Storing Browser Cookies from Streamlit Space

I am currently building a Streamlit demo in hugging face that uses analytics tracking. I want to give users an option to opt of of this tracking and store this information into a browser cookie so that any time they open up the demo again, they are already opted out of analytics tracking. The solution I am trying to use for this is the streamlit-cookies-manager package. When I test this functionality locally, it seems to work properly (once I opt out of the tracking on one run, it saves this preference for all future runs of the program on my browser), but the cookie storage does not seem to work in my Hugging Face space (If I inspect the page, I never see the cookie appear in the browser and when I reload the browser, the preference is not saved).

Can you please help me figure out why this is not saving in my browser and any suggestions for possible solutions?

Thank you!

Perhaps:

Hi John,
Thanks for the suggestion but I have already seen this page.

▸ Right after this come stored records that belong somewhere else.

PR #3006, opened 2021-04-23
Add two missing package to build on Debian 11

ShuffleWire:
Building on Debian miss some instructions.
I've built Webots from source on a clean install of Debian 11, and I needed to issue some additionnal commands.

**Solution**
Got the followings messages during make :

`/usr/bin/ld: cannot find -lusb`
solution : 
`sudo apt install libusb-dev`

`Can't find Python.h`
solution : 
`sudo apt install python3-dev`

I suggest adding both those packages in `sudo scripts/install/linux_compilation_dependencies.sh`

`can't find execstack`
solution:
didn't need to make anything, it seems to be working fine without it. Any idea ?

### DIFF
--- a/scripts/install/linux_compilation_dependencies.sh
+++ b/scripts/install/linux_compilation_dependencies.sh
@@ -6,7 +6,7 @@ if [[ $EUID -ne 0 ]]; then
 fi
 
 apt update
-apt install --yes git lsb-release cmake swig python2.7-dev libglu1-mesa-dev libglib2.0-dev libfreeimage-dev libfreetype6-dev libxml2-dev libzzip-0-13 libboost-dev libgd3 libssh-gcrypt-dev libzip-dev libreadline-dev pbzip2 libpci-dev wget libssl-dev zip unzip
+apt install --yes git lsb-release cmake swig python2.7-dev python3-dev libusb-dev libglu1-mesa-dev libglib2.0-dev libfreeimage-dev libfreetype6-dev libxml2-dev libzzip-0-13 libboost-dev libgd3 libssh-gcrypt-dev libzip-dev libreadline-dev pbzip2 libpci-dev wget libssl-dev zip unzip
 
 UBUNTU_VERSION=$(lsb_release -rs)
 if [[ $UBUNTU_VERSION == "16.04"  || $UBUNTU_VERSION == "18.04" ]]; then


stefaniapedrazzi:
These libraries are already installed by the Webots installation system and it is not necessary to duplicate them in the `linux_compilation_dependencies.sh`.

`libusb-dev` should already be installed by the `linux_compilation_dependencies.sh` scritps because it is included in the  `linux_runtime_dependencies.sh` script that is called just at the end.
So it doesn't seem necessary to add it also in the `linux_compilation_dependencies.sh`.
If you have issues with the `libusb-dev`, I would suggest you to also inspect if the `linux_runtime_dependencies.sh` script is called correctly.

The Python dev packages are installed in the `linux_optional_compilation_dependencies.sh` script and Webots can be compiled even without it. They are just needed if you want to use the Python API.

ShuffleWire:
Good news, I've got explanations !

**First part : `libusb-dev`**

The `libusb-dev` is indeed in `linux_runtime_dependencies.sh`, but the issue is that the `execstack` does not exist in the regular Debian 11 repos, and thus the whole `apt install` command failed.
To be sure, I've install a new Debian 11 on my computer on a separate partition, then :
```
apt update
apt upgrade -y
apt install git
git clone --recurse-submodules -j8 https://github.com/cyberbotics/webots.git
cd webots
sudo scripts/install/linux_compilation_dependencies.sh
```
Here I got 2 things : 
 -> `linux_runtime_dependencies.sh` yield : `Unable to find package execstack`
Which abort the whole apt command
 -> the If/else construct in `linux_compilation_dependencies.sh` and `linux_runtime_dependencies.sh` both yield `Unsupported Linux version` which is worrying, even if the build actually work on it :)

```
cat scripts/install/bashrc.linux >> ~/.bashrc
source ~/.bashrc
```
(I was cloning in my home folder, but maybe add in the https://github.com/cyberbotics/webots/wiki/Linux-installation that 
`Check the content of scripts/install/bashrc.linux ` first of all means "change the home directory path" ? New webots' users like me would be aware of the thing they should change when trying to build for the first time, or advice the beginning to clone webots in the home directory)

```
make
```
which trigger `ld: cannot find -lusb`

The solution is to remove the execstack package from the list, allowing to install the necessary package, and doesn't seems necessary to build/run webots. (Does webots actually need it ?)

**Second part : 'python3.9-dev'**

I've check just after the install of my Debian, but it seems that python3 (python3.9) it embedded with the regular installer.
Thu, if I understand correctly, because I've have it, webots is trying to build the python3.9 API, but could not find the development files, being in the optional script, which I've not install for a first build.

In fact, executing the `linux_optional_compilation_dependencies.sh` doesn't work neither, it install bunch of package, but the
`apt install ... python3.9-dev ...` failed because of `python3.6/7/8` could not be found. otherwise it may have work.

The solution for me was to install manually to `python3.9-dev` package manually, which allows me to build and run (hooray! :) )
It's not a big deal, and seems logical once I've experienced it, that having `python3.9` would trigger the installation of the `python3.9-dev`,
but in the other hand, I wish that building could work out-of-the-box, at least for a limited number of features.
Or explicitly state that in the building steps, that the user should himself take care of installing the right version.

I get that on Debian we would be missing stuff, and errors messages from apt from the optional script allows me to say that there is much more work to port fully webots to Debian (ROS etc) for instances :

```
Ign:4 http://ppa.launchpad.net/deadsnakes/ppa/ubuntu impish InRelease                                                                      
Err:5 http://ppa.launchpad.net/deadsnakes/ppa/ubuntu impish Release                                                  
  404  Not Found [IP: 2001:67c:1560:8008::19 80]
Ign:6 http://packages.ros.org/ros/ubuntu bullseye InRelease
Err:7 http://packages.ros.org/ros/ubuntu bullseye Release
  404  Not Found [IP: 2600:3402:200:227::2 80]
Reading package lists... Done
E: The repository 'http://ppa.launchpad.net/deadsnakes/ppa/ubuntu impish Release' does not have a Release file.
N: Updating from such a repository can't be done securely, and is therefore disabled by default.
N: See apt-secure(8) manpage for repository creation and user configuration details.
E: The repository 'http://packages.ros.org/ros/ubuntu bullseye Release' does not have a Release file.
N: Updating from such a repository can't be done securely, and is therefore disabled by default.
N: See apt-secure(8) manpage for repository creation and user configuration details.
```

For peace of mind and after all of it, I've removed python3.9 and python3.9-dev (which could cause some mess in the regular Debian install, but still) And I was able to build nicely :) Of course I could not use python script, but that fine in this case, obviously !

PS : 
The fact to not be able to build easily by following step by step https://github.com/cyberbotics/webots/wiki/Linux-installation once could be a deal breaker for people wanting to contribute :)
After that step, it's easier to go deeper in it.

stefaniapedrazzi:
Thank you for you feedback!

We try to be compatible with as many Linux distribution as possible.
However, we only support and maintain instructions for the two latest Ubuntu LTS releases.
I will make sure that this is clearly stated in the installation documentation and that users using other Linux distribution will be aware that some modifications are needed.

I will also double check where is the `execstack` library needed.

stefaniapedrazzi:
Installation instructions improved in #3030.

I don’t believe this is the issue because I am using the Streamlit SDK (not Docker), and the parameter referenced in this page is properly set by Streamlit, by default.

So there are no error messages in the Spaces logs that are related to syntax or options, or that something was rejected by the server, right?

So the process itself is working, and the server thinks it has been successfully processed.
But you are not receiving it.
In the following example, it is just a lack of waiting time, but HF Spaces often behaves unexpectedly differently from a normal web site.

Depending on the cookie specification, for example, a cookie targeting a specific IP address or URL would be incompatible with HF, which has multiple aliases in Spaces by default, and there are quite a few behaviors that are implicitly prohibited, whether they are related to cookies or not. Well, it’s a VM. There is no complaint to HF about the less-used behaviors, so they are left as they are.

A less smart solution would be to have the configuration saved as a JSON file. There are a few people doing this, but I haven’t seen any spaces that actively use cookies…
If I could just know if there is a chance that it will work in the end or not, I could work backwards to find the problem.